▶ WHAT YOU ARE ASKED TO DO: Copy out every line of the data that follows, exactly.

▶ INPUT DATA:

PR #470, opened 2024-04-23
fix: fail doc-style action when wrong Vale config is present

jorgepiloto:
As per a private discussion, we are forcing the `doc-style` action to check the Vale configuration layout according to the selected version.

### DIFF
--- a/doc-style/action.yml
+++ b/doc-style/action.yml
@@ -89,14 +89,14 @@ runs:
       shell: bash
       run: |
         if [ $VALE_MAJOR_VERSION -ge 3 ]; then
-          if [ ! -d ./doc/styles/config/vocabularies/ANSYS ]; then
-            echo "Projects using Vale >=v3 require a doc/styles/config/vocabularies/ANSYS directory."
+          if [ ! -d ./doc/styles/config/vocabularies ]; then
+            echo "Projects using Vale >=v3 require a doc/styles/config/vocabularies directory."
             echo "See migration guide https://actions.docs.ansys.com/version/stable/migrations/docs-style-vale-version-update.html"
             exit 1
           fi
         else
-          if [ ! -d ./doc/styles/Vocab/ANSYS ]
-            echo "Projects using Vale <=v2 require a doc/styles/Vocab/ANSYS directory. Consider updating your Vale version to v3."
+          if [ ! -d ./doc/styles/Vocab ]
+            echo "Projects using Vale <=v2 require a doc/styles/Vocab directory. Consider updating your Vale version to v3."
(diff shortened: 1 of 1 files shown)


doc-style/action.yml
```diff
@@ -71,6 +71,37 @@ runs:
...
+      run: |
+        version=${{ inputs.vale-version }}
+        vale_major_version=$( echo $version | cut -d '.' -f 1)
+        echo "VALE_MAJOR_VERSION=$(echo $major)" >> $GITHUB_ENV
+
+    - name: "Verify Vale's configuration layout according to selected version"
+      shell: bash
+      run: |
+        if [ $VALE_MAJOR_VERSION -ge 3 ]; then
+          if [ ! -d ./doc/styles/config/vocabularies/ANSYS ]; then
```
RobPasMue, line 92: I would just check up to ``vocabularies`` - maybe some other users out there want to benefit from the action?

doc-style/action.yml
```diff
@@ -71,6 +71,37 @@ runs:
...
+            echo "Projects using Vale >=v3 require a doc/styles/config/vocabularies/ANSYS directory."
```
RobPasMue, line 93:
```suggestion
            echo "Projects using Vale >=v3 require a doc/styles/config/vocabularies directory."
```

doc-style/action.yml
RobPasMue, line 92:
```suggestion
          if [ ! -d ./doc/styles/config/vocabularies ]; then
```

doc-style/action.yml
```diff
@@ -71,6 +71,37 @@ runs:
...
+            echo "See migration guide https://actions.docs.ansys.com/version/stable/migrations/docs-style-vale-version-update.html"
+            exit 1
+          fi
+        else
+          if [ ! -d ./doc/styles/Vocab/ANSYS ]
```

▶ ANSWER SECTION:
PR #470, opened 2024-04-23
fix: fail doc-style action when wrong Vale config is present

jorgepiloto:
As per a private discussion, we are forcing the `doc-style` action to check the Vale configuration layout according to the selected version.

### DIFF
--- a/doc-style/action.yml
+++ b/doc-style/action.yml
@@ -89,14 +89,14 @@ runs:
       shell: bash
       run: |
         if [ $VALE_MAJOR_VERSION -ge 3 ]; then
-          if [ ! -d ./doc/styles/config/vocabularies/ANSYS ]; then
-            echo "Projects using Vale >=v3 require a doc/styles/config/vocabularies/ANSYS directory."
+          if [ ! -d ./doc/styles/config/vocabularies ]; then
+            echo "Projects using Vale >=v3 require a doc/styles/config/vocabularies directory."
             echo "See migration guide https://actions.docs.ansys.com/version/stable/migrations/docs-style-vale-version-update.html"
             exit 1
           fi
         else
-          if [ ! -d ./doc/styles/Vocab/ANSYS ]
-            echo "Projects using Vale <=v2 require a doc/styles/Vocab/ANSYS directory. Consider updating your Vale version to v3."
+          if [ ! -d ./doc/styles/Vocab ]
+            echo "Projects using Vale <=v2 require a doc/styles/Vocab directory. Consider updating your Vale version to v3."
(diff shortened: 1 of 1 files shown)


doc-style/action.yml
```diff
@@ -71,6 +71,37 @@ runs:
...
+      run: |
+        version=${{ inputs.vale-version }}
+        vale_major_version=$( echo $version | cut -d '.' -f 1)
+        echo "VALE_MAJOR_VERSION=$(echo $major)" >> $GITHUB_ENV
+
+    - name: "Verify Vale's configuration layout according to selected version"
+      shell: bash
+      run: |
+        if [ $VALE_MAJOR_VERSION -ge 3 ]; then
+          if [ ! -d ./doc/styles/config/vocabularies/ANSYS ]; then
```
RobPasMue, line 92: I would just check up to ``vocabularies`` - maybe some other users out there want to benefit from the action?

doc-style/action.yml
```diff
@@ -71,6 +71,37 @@ runs:
...
+            echo "Projects using Vale >=v3 require a doc/styles/config/vocabularies/ANSYS directory."
```
RobPasMue, line 93:
```suggestion
            echo "Projects using Vale >=v3 require a doc/styles/config/vocabularies directory."
```

doc-style/action.yml
RobPasMue, line 92:
```suggestion
          if [ ! -d ./doc/styles/config/vocabularies ]; then
```

doc-style/action.yml
```diff
@@ -71,6 +71,37 @@ runs:
...
+            echo "See migration guide https://actions.docs.ansys.com/version/stable/migrations/docs-style-vale-version-update.html"
+            exit 1
+          fi
+        else
+          if [ ! -d ./doc/styles/Vocab/ANSYS ]
```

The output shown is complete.